According to Rudaw, PUK co-chair Bafel Talabani on election day told media that they look to keep the presidency and their candidate is Barham Salih, who will be serving a second term if he is approved. While Bafel played a controversial role in the 2017 Kirkuk events, he has now risen to seemingly push his cousin Lahur Talibani out of power in Sulimaniyah. This wouldn’t matter that much except Lahur played a key role in relations with Kurds in Syria and also it means the PUK, already suffering in low vote turnout, is more divided. 

Iranian media interviewed a member of the Kurdistan Islamic Union this week and affirmed that the low turnout appears to mean many are tired of the corruption in Iraq and pessimistic about the future. This is good news for Iran because it can use this to infiltrate a divided and weak Iraq.

Iran, unlike the Saddam regime or the regimes of Assad and Turkey, has never sought to erase the Kurds or genocide them.

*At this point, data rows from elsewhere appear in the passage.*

PR #468, opened 2018-10-25
Replace Subscription implementation - part 1

chenshay:


src/runtime/pay-flow.js
```diff
@@ -82,6 +94,8 @@ export class PayStartFlow {
       'swg': {
         'publicationId': this.pageConfig_.getPublicationId(),
         'skuId': this.sku_,
+        'oldSkuId': this.oldSku_,
```
dvoytenko: Ideally we wouldn't send these keys at all if they are not relevant.

chenshay: done

src/runtime/pay-flow.js
```diff
@@ -71,21 +80,37 @@ export class PayStartFlow {
...
    */
   start() {
-    // Start/cancel events.
-    this.deps_.callbacks().triggerFlowStarted(SubscriptionFlows.SUBSCRIBE, {
+    const triggerFlowKeys = {
       'sku': this.sku_,
-    });
+    };
+
+    const swgKeys = {
```
dvoytenko: I'd call it `swgPayload` or `swgPaymentRequest`

src/runtime/pay-flow.js
```diff
@@ -71,21 +80,37 @@ export class PayStartFlow {
...
+      'publicationId': this.pageConfig_.getPublicationId(),
+      'skuId': this.sku_,
+    };
+
+    if (!!this.oldSku_) {
```
dvoytenko: Just `if (this.oldSku_) {...}`

src/runtime/pay-flow.js
```diff
@@ -71,21 +80,37 @@ export class PayStartFlow {
...
+      triggerFlowKeys['oldSku'] = this.oldSku_;
```
dvoytenko: This is good, but to clarify the priority: payment payload and trigger params are very different - the payment payload travels across several layers to in a set of separate system stacks. That's why I prefer to keep that payload as clean as possible. Trigger parameters are different from this - it's all ours.

chenshay: ack

src/runtime/pay-flow.js
chenshay: done

src/runtime/pay-flow.js
chenshay: done

src/runtime/pay-flow.js
```diff
@@ -45,8 +45,11 @@ export class PayStartFlow {
   /**
    * @param {!./deps.DepsDef} deps
    * @param {string} sku
+   * @param {?string|undefined} opt_oldSkuId
+   * @param {?string|undefined} opt_replaceSkuProrationMode
```
dvoytenko: This appears to be an enum?

chenshay: changed to enum

src/runtime/runtime.js
```diff
@@ -291,6 +291,23 @@ export class Runtime {
         .then(runtime => runtime.showOffers(opt_options));
   }
 
+  /**
+   * Replaces an existing subscription with a different one.
+   *
+   * @param {string} newSku
+   * @param {string} oldSku
+   * @param {?../api/subscriptions.ReplaceSkuProrationMode|undefined} opt_prorationMode
+   * @return {Promise}
```
dvoytenko: What's the response though?

chenshay: fixed

src/api/subscriptions.js
```diff
@@ -257,6 +257,13 @@ export const WindowOpenMode = {
   REDIRECT: 'redirect',
 };
 
+/**
+ * @enum {string}
+ */
+export const ReplaceSkuProrationMode = {
+  UNKNOWN: '0',
```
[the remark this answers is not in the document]
chenshay: fixed

src/api/subscriptions.js
```diff
@@ -257,6 +257,16 @@ export const WindowOpenMode = {
...
 };
 
+/**
+ * @enum {string}
+ */
+export const ReplaceSkuProrationMode = {
+  // The replacement takes effect immediately, and the remaining time will
+  // be prorated and credited to the user. This is the current default
+  // behavior.
+  IMMEDIATE_WITH_TIME_PRORATION: '1',
```
dvoytenko: The values should be strings as well - if we want to map them to numbers - we should do it internally. Realistically API users cannot use enums - they are here for our compilation needs and documentation. And we don't necessary want them to be passing us cryptic numbers.

src/api/subscriptions.js
```diff
@@ -323,3 +333,20 @@ export let SaveSubscriptionRequestCallback;
...
+ *  specific proration mode to charge the user.
+ *  The default is IMMEDIATE_WITH_TIME_PRORATION.
+ * 
+ *  @typedef {{
+ *    skuId: string,
+ *    oldSkuId: (string|undefined),
+ *    replaceSkuProrationMode: (ReplaceSkuProrationMode|undefined),
+ * }}
+ */
+export let SubscriptionRequest;
```
dvoytenko: nit: +1 new line

src/runtime/pay-flow.js
```diff
@@ -59,8 +62,10 @@ export class PayStartFlow {
     /** @private @const {!../components/dialog-manager.DialogManager} */
     this.dialogManager_ = deps.dialogManager();
 
-    /** @private @const {string} */
-    this.sku_ = sku;
+    /** @private @const {!../api/subscriptions.SubscriptionRequest} */
+    this.subscriptionRequestKeys_ =
```
dvoytenko: Let's name `subscriptionRequest_`

src/runtime/pay-flow.js
```diff
@@ -71,21 +76,23 @@ export class PayStartFlow {
    * @return {!Promise}
    */
   start() {
+    // Add the 'publicationId' key to the subscriptionRequestKeys_ object.
+    const swgPaymentRequest =
+        Object.assign({}, this.subscriptionRequestKeys_, {
```
dvoytenko: We also will need to handle that enum question I mentioned above.

src/api/subscriptions.js
chenshay: done

src/runtime/pay-flow.js
chenshay: done

src/api/subscriptions.js
```diff
@@ -257,6 +257,27 @@ export const WindowOpenMode = {
...
+  // be prorated and credited to the user. This is the current default
+  // behavior.
+  IMMEDIATE_WITH_TIME_PRORATION: 'IMMEDIATE_WITH_TIME_PRORATION',
+};
+
+/**
+ * String values input by the publisher are mapped to the number values.
+ * @enum {number}
+ */
+export const ReplaceSkuProrationModeMapping = {
```
dvoytenko: This is an internal mapping detail, so we should move closer to where it's used within the runtime.

src/runtime/pay-flow.js
```diff
@@ -71,21 +77,30 @@ export class PayStartFlow {
    * @return {!Promise}
    */
   start() {
+    // Map the proration mode to the enum value (if proration exists).
+    const prorationMode = this.subscriptionRequest_.replaceSkuProrationMode;
+    if (prorationMode) {
+      this.subscriptionRequest_.replaceSkuProrationMode =
```
dvoytenko: We need to update this directly in the payment request, not the input structure. Because we use it for analytics, etc - it's not good if we update it inline and give API users back a different object than the one they provided.

src/api/subscriptions.js
chenshay: done

src/runtime/pay-flow.js
chenshay: done

src/runtime/pay-flow.js
```diff
@@ -71,21 +89,30 @@ export class PayStartFlow {
...
+          ReplaceSkuProrationModeMapping[prorationMode];
+    }
+
     // Start/cancel events.
-    this.deps_.callbacks().triggerFlowStarted(SubscriptionFlows.SUBSCRIBE, {
-      'sku': this.sku_,
-    });
-    this.analyticsService_.setSku(this.sku_);
+    this.deps_.callbacks().triggerFlowStarted(
+        SubscriptionFlows.SUBSCRIBE, swgPaymentRequest);
```
dvoytenko: This should be `this.subscriptionRequest_` right?

src/api/subscriptions.js
dvoytenko: This should be removed now?

src/runtime/pay-flow.js
```diff
@@ -38,15 +41,28 @@ import {
 } from '../utils/json';
 import {AnalyticsEvent} from '../proto/api_messages';
 
+
+/**
+ * String values input by the publisher are mapped to the number values.
+ * @enum {number}
```
dvoytenko: This is pretty critical, but this cannot be an enum. Enum's keys (but not values) are obfuscated. Thus, if you try to do `ReplaceSkuProrationModeMapping['THE_ACTUAL_VALUE']` - it won't have the right mapping. Thus, this has to be an object, and the keys must be in quotes.

chenshay: done

PR #479, opened 2018-11-09
JsError service to report client-side errors

dvoytenko:


src/runtime/jserror-test.js
```diff
@@ -0,0 +1,96 @@
...
+      expect(src.pathname)
+          .to.equal('/$frontend$/_/SubscribewithgoogleClientUi/jserror');
+      expect(params['script']).to.equal('$frontend$/swg/js/v1/swg.js');
+      expect(params['line']).to.equal('1');
+      expect(params['error']).to.equal('Error: A B: broken');
+      expect(params['trace']).to.match(/Error: A B: broken/);
+    });
+  });
+
+  it('should create an error if not provided', () => {
```
chenshay: If not provided what?

dvoytenko: Would this be better? "Should create an error if one not provided"

PR #484, opened 2018-11-19
Start LinkComplete flow after SaveSubscription flow

sohanirao:


src/runtime/link-accounts-flow.js
```diff
@@ -271,24 +271,38 @@ export class LinkSaveFlow {
...
+        return this.activityIframeView_.port().then(port => {
+          return acceptPortResultData(
+              port,
+              feOrigin(),
+              /* requireOriginVerified */ true,
+              /* requireSecureChannel */ true);
+        }).then(result => {
+          // The flow is complete.
+          if (!result['linked']) {
+            throw new Error('save subscription failed');
```
dvoytenko: This shouldn't be an error. User refusing to link should be transparent to the publisher.

src/runtime/link-accounts-flow.js
```diff
@@ -271,24 +271,38 @@ export class LinkSaveFlow {
...
+          }
+          return this.dialogManager_.completeView(this.activityIframeView_);
+        }).then(() => {
+          this.deps_.dialogManager().popupClosed();
+          linkConfirm = new LinkCompleteFlow(this.deps_);
+          this.deps_.callbacks().triggerFlowStarted(SubscriptionFlows.LINK_ACCOUNT);
+          return linkConfirm.start();
```
dvoytenko: So, is `index` passed anywhere?

src/runtime/link-accounts-flow.js
```diff
@@ -271,24 +271,38 @@ export class LinkSaveFlow {
...
+          this.deps_.callbacks().triggerFlowStarted(SubscriptionFlows.LINK_ACCOUNT);
+          return linkConfirm.start(); 
+        }).then(() => {
+          this.deps_.callbacks().triggerLinkProgress();
+          return linkConfirm.whenComplete().then(() => {
+            this.deps_.callbacks().triggerLinkComplete();
+            this.deps_.callbacks().resetLinkProgress();
+            return true;
+          }, reason => {
+            this.deps_.callbacks().triggerFlowCanceled(SubscriptionFows.LINK_ACCOUNT);
```
dvoytenko: The linking itself is not canceled here, is it? It's already linked, I believe.

src/runtime/link-accounts-flow.js
sohanirao: yes I'll upload a new version. this was before i made the change to boq to send the user linked.

src/runtime/link-accounts-flow.js
sohanirao: Regardless of how we are arriving at the link confirmation flow, if it is cancelled we trigger the callback. I expect the same callback will remove the link like it would be expected to for the linkAccount() flow, no?

src/runtime/link-accounts-flow.js
sohanirao: You are right, we should just return here.

src/runtime/link-accounts-flow.js
```diff
@@ -218,6 +218,15 @@ export class LinkSaveFlow {
...
     this.requestPromise_ = null;
 
+    /** @private {?Promise} */
+    this.linkedPromise_ = null;
+
+    /** @private {?Promise} */
+    this.confirmPromise_ = null;
+
+    /** @private {?Promise} */
+    this.completePromise_ = null;
```
dvoytenko: Is this promise actually used anywhere?

sohanirao: actually we want this to be called only once
this.dialogManager_.completeView(this.activityIframeView_);
 I thought a completePromise looks nice and can be used for testing to ensure a dialog was completed. I ended not needing in the tests though.

dvoytenko: FWIW, I think calling `completeView` numerous times is fine. Thought it's ok to have a check here as well. I was just reacting to a null promise which is generally atypical.

sohanirao: Addressed in the next patch.

PR #489, opened 2018-11-28
Support node 8.x and 10.x

dparikh:


package.json
```diff
@@ -5,7 +5,7 @@
   "description": "Subscribe with Google",
   "main": "index.js",
   "engines": {
-    "node": ">=8",
+    "node": "^8.0.0 || ^10.0.0",
```
dvoytenko: What's wrong with v 9 and 11?

dparikh: There was not LTS for 9.x branch and 10.x is the latest LTS.
(I got this from AMP)

dvoytenko: Ok

PR #1166, opened 2020-07-10
Entitlements Pingback Framework

mborof:
Sends a metered entitlement to the entitlements pingback endpoint.


src/proto/api_messages.js
```diff
@@ -72,6 +72,9 @@ const AnalyticsEvent = {
   ACTION_SWG_BUTTON_SELECT_OFFER_CLICK: 1018,
   ACTION_SWG_BUTTON_SHOW_CONTRIBUTIONS_CLICK: 1019,
   ACTION_SWG_BUTTON_SELECT_CONTRIBUTION_CLICK: 1020,
+  ACTION_USER_CONSENT_DEFERRED_ACCOUNT: 1021,
```
ChrisAntaki, line 75: This file seems to have a lot of unrelated changes. Could you make a separate PR to regenerate this file without the metering changes?

src/utils/date-utils.js
```diff
@@ -0,0 +1,26 @@
...
+
+import {Timestamp} from "../proto/api_messages";
+
+/**
+ * @param {!Date} date
+ * @return {!Timestamp}
+ */
+export function toTimestamp(date) {
+    const millis = date.getTime();
+    return new Timestamp([millis / 1000, Math.floor ((millis % 1000) * 1000000)]);
```
ChrisAntaki, line 25: Could you add a test for this file? I think the first parameter of Timestamp needs to be an integer, and it'd be good to have that checked in an automated test

src/runtime/fetcher.js
```diff
@@ -64,28 +72,30 @@ export class XhrFetcher {
     return this.fetch(url, init).then((response) => response.json());
   }
 
+  sendMessage(url, message) {
```
ChrisAntaki, line 75: Does this need `@override`?

src/runtime/fetcher.js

But Iran’s close relationship with Kurds in Iraq doesn’t mean it has the best interests of the autonomous region at heart. It wants the region divided.  

Tasnim reports that “regarding the effects of the Iraqi parliamentary elections on the upcoming parliamentary elections in the Kurdistan Region, the member of the Islamic Union in the Kurdistan Regional Parliament said ‘The Iraqi elections were seen, there may be changes in the regional parliamentary elections, but the essence of the matter in this region remains the same and the crises will continue.’”

The interview went on to note “corruption in Kurdistan region irreparable blows to national unity in the two ruling parties of the Kurdistan Region will continue to compete for party privileges and high positions in Baghdad, and the issue of uniting the Kurdish currents is not achievable, and this will affect the problems of the region and the central government.”

For Iran, which saw a weakening of support for its militia-based Fatah Alliance in Baghdad, the Kurdish parties may be a welcome source of potential work for Tehran. This is because Iran sees them as potential allies in the broader context, despite the existence of Iranian Kurdish dissidents in Erbil and despite the close ties between KDP and the US.